**Problem details:**
List all the lines in these records that hold "never".

**Recorded data:**
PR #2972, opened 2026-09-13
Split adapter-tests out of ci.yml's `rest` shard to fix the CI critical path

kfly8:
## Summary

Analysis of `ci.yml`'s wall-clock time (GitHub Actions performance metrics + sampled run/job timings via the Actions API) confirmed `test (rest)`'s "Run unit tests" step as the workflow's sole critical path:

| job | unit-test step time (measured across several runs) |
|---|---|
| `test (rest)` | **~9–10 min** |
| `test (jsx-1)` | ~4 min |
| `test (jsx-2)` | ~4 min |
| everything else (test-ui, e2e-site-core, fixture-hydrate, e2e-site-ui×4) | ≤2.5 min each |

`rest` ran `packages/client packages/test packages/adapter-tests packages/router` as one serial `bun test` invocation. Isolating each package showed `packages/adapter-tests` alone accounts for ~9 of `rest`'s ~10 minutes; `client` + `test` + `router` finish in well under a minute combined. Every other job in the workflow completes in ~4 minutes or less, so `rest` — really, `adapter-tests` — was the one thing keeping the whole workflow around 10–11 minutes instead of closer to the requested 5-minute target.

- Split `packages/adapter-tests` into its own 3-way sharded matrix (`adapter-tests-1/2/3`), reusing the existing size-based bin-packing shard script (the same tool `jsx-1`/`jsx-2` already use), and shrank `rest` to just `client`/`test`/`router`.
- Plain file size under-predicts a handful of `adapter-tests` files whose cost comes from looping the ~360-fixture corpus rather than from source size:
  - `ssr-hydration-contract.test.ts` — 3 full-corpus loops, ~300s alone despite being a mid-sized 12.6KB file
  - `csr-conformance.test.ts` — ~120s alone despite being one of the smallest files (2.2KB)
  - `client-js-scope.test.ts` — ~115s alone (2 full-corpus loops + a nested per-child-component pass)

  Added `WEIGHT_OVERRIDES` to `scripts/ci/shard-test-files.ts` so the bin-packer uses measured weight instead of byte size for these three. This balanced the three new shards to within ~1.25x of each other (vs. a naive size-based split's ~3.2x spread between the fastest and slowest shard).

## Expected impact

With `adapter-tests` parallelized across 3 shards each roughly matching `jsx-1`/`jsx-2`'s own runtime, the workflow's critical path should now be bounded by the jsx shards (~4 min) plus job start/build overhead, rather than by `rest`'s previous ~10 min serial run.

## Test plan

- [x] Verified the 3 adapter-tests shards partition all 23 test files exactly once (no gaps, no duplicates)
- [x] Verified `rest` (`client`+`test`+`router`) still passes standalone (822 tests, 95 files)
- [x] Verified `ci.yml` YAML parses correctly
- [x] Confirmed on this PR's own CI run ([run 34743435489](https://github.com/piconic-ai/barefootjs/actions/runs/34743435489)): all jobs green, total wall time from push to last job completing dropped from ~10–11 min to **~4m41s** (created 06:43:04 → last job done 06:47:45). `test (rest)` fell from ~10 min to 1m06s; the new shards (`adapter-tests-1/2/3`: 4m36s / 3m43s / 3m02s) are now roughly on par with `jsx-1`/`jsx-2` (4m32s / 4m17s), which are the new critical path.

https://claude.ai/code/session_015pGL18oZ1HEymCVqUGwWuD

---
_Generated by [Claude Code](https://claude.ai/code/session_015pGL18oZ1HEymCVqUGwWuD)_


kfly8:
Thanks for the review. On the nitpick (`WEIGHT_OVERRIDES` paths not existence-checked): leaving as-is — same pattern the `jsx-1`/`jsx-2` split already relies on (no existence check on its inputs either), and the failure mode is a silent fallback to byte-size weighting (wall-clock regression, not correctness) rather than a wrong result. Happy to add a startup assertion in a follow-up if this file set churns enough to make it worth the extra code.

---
--
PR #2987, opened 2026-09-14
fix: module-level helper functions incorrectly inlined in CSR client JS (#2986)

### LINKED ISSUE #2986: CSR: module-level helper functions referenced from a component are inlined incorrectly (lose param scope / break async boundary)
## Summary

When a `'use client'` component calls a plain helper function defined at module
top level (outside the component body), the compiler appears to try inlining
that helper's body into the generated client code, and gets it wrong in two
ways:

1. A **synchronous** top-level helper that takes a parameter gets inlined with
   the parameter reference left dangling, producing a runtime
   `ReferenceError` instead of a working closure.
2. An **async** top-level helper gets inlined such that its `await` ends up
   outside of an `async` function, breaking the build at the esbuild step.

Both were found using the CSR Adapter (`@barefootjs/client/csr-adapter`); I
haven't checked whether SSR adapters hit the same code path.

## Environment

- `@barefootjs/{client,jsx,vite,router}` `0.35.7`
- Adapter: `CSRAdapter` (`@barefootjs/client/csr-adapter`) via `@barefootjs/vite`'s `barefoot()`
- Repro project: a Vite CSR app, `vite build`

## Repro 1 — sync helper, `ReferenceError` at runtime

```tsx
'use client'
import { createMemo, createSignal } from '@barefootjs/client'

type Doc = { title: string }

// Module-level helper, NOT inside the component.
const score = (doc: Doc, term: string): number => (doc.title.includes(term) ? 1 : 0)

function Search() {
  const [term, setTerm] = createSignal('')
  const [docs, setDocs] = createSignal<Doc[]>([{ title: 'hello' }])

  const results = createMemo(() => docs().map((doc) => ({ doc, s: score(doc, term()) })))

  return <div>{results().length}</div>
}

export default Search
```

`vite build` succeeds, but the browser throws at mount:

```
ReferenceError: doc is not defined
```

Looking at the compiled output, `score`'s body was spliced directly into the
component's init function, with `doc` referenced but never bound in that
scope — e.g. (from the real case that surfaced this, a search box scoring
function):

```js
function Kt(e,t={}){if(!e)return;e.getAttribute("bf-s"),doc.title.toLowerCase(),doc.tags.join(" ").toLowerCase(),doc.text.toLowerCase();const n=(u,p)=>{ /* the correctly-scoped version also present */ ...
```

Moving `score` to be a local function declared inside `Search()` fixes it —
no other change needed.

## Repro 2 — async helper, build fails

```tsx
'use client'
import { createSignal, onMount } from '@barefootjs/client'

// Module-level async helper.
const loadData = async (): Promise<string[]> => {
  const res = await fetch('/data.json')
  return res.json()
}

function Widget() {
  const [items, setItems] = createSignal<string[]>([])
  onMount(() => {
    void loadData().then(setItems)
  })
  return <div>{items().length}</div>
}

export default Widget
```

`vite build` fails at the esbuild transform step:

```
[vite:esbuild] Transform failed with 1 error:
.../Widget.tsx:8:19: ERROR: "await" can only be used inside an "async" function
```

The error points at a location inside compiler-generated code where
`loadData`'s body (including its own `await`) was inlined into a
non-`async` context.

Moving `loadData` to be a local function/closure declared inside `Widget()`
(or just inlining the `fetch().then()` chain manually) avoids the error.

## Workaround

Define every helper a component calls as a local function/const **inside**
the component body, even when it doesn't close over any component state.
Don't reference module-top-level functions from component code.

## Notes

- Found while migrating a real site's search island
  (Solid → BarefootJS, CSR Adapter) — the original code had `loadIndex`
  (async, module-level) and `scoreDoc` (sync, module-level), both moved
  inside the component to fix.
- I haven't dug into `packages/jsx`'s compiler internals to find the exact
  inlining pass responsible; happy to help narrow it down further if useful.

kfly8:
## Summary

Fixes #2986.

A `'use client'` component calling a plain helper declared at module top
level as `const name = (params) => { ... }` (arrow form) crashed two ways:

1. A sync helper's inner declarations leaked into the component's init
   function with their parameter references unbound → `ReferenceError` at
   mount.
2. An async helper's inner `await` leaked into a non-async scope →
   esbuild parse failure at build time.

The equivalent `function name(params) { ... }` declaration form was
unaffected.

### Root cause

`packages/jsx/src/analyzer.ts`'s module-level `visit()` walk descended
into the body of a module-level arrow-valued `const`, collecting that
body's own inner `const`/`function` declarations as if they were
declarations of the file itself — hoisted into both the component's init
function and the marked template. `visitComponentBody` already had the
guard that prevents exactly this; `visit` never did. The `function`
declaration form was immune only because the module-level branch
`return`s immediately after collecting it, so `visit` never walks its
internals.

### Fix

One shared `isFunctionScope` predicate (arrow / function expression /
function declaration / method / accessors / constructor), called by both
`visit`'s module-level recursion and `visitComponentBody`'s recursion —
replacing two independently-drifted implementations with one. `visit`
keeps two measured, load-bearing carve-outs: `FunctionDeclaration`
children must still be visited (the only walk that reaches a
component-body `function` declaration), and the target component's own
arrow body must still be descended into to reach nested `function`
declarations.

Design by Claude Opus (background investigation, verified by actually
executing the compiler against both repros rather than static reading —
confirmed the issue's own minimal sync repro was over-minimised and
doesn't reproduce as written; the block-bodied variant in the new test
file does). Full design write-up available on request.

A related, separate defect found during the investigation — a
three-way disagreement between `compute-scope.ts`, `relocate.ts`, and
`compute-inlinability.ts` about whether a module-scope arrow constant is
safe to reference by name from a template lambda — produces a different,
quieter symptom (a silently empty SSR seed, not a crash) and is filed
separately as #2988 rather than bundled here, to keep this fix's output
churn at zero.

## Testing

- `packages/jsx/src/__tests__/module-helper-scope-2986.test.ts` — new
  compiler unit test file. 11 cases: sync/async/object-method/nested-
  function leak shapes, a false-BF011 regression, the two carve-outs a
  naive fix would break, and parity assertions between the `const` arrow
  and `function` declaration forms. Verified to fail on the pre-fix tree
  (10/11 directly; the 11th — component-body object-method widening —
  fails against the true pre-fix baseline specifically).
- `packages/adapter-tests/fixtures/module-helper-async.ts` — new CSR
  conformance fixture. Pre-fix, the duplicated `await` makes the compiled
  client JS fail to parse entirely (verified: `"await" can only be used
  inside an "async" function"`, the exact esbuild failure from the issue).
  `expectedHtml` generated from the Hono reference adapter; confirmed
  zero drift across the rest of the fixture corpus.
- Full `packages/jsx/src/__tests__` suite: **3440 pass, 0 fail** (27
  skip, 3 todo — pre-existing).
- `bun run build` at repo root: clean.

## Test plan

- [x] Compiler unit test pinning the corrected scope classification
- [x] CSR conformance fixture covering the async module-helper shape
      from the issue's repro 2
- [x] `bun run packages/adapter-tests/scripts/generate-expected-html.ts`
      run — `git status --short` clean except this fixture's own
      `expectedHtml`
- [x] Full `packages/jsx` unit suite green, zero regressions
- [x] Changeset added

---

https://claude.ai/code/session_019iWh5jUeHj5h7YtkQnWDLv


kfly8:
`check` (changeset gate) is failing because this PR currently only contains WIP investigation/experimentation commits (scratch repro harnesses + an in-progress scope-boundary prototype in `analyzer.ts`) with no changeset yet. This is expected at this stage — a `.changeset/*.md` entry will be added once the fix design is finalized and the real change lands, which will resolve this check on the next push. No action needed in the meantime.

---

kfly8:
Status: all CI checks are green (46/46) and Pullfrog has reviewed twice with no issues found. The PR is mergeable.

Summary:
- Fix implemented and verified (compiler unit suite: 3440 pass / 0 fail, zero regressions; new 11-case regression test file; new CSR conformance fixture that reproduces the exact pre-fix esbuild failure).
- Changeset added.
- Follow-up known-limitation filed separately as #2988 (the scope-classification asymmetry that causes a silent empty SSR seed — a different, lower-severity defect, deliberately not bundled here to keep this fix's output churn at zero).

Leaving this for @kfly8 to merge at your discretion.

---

**Answer area:**
component's init function, with `doc` referenced but never bound in that
guard that prevents exactly this; `visit` never did. The `function`
`return`s immediately after collecting it, so `visit` never walks its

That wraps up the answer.